**EXERCISE BRIEF:** The data is to be transcribed in full, with nothing missed.

Stored data entries
Segment Open

PR #3610, opened 2015-05-27
Create ta.js

jeraldfdo:
Tamil lanuguage

[Review on Reviewable](https://reviewable.io/reviews/angular-ui/ng-grid/3610)

### DIFF
--- a/src/js/i18n/ta.js
+++ b/src/js/i18n/ta.js
@@ -1,0 +1,83 @@
+/**
+ * Created by Tim on 2/1/14.
+ */
+(function () {
+  angular.module('ui.grid').config(['$provide', function($provide) {
+    $provide.decorator('i18nService', ['$delegate', function($delegate) {
+      $delegate.add('en', {
+        aggregate: {
+          label: 'உருப்படிகள்'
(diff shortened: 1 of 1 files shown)


PaulL1:
This appears to change en to have tamil decodes - I think inside the file you needed to set the language to ta?  That in turn means it breaks the unit tests.

When you fix, could you please squash the commit again into a single commit?

c0bra:
@jeraldfdo Any change you could check out Paul's comment?

src/js/i18n/ta.js
```diff
@@ -0,0 +1,83 @@
+/**
+ * Created by Tim on 2/1/14.
+ */
+(function () {
+  angular.module('ui.grid').config(['$provide', function($provide) {
+    $provide.decorator('i18nService', ['$delegate', function($delegate) {
+      $delegate.add('en', {
```
JLLeitschuh: This is the only line that needs to be fixed. Please change this to `$delegate.add('ta', {` and we can merge this in.

JLLeitschuh:
Closed by #4120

Segment Closed

**ANSWER FOR THIS EXERCISE:**
PR #3610, opened 2015-05-27
Create ta.js

jeraldfdo:
Tamil lanuguage

[Review on Reviewable](https://reviewable.io/reviews/angular-ui/ng-grid/3610)

### DIFF
--- a/src/js/i18n/ta.js
+++ b/src/js/i18n/ta.js
@@ -1,0 +1,83 @@
+/**
+ * Created by Tim on 2/1/14.
+ */
+(function () {
+  angular.module('ui.grid').config(['$provide', function($provide) {
+    $provide.decorator('i18nService', ['$delegate', function($delegate) {
+      $delegate.add('en', {
+        aggregate: {
+          label: 'உருப்படிகள்'
(diff shortened: 1 of 1 files shown)


PaulL1:
This appears to change en to have tamil decodes - I think inside the file you needed to set the language to ta?  That in turn means it breaks the unit tests.

When you fix, could you please squash the commit again into a single commit?

c0bra:
@jeraldfdo Any change you could check out Paul's comment?

src/js/i18n/ta.js
```diff
@@ -0,0 +1,83 @@
+/**
+ * Created by Tim on 2/1/14.
+ */
+(function () {
+  angular.module('ui.grid').config(['$provide', function($provide) {
+    $provide.decorator('i18nService', ['$delegate', function($delegate) {
+      $delegate.add('en', {
```
JLLeitschuh: This is the only line that needs to be fixed. Please change this to `$delegate.add('ta', {` and we can merge this in.

JLLeitschuh:
Closed by #4120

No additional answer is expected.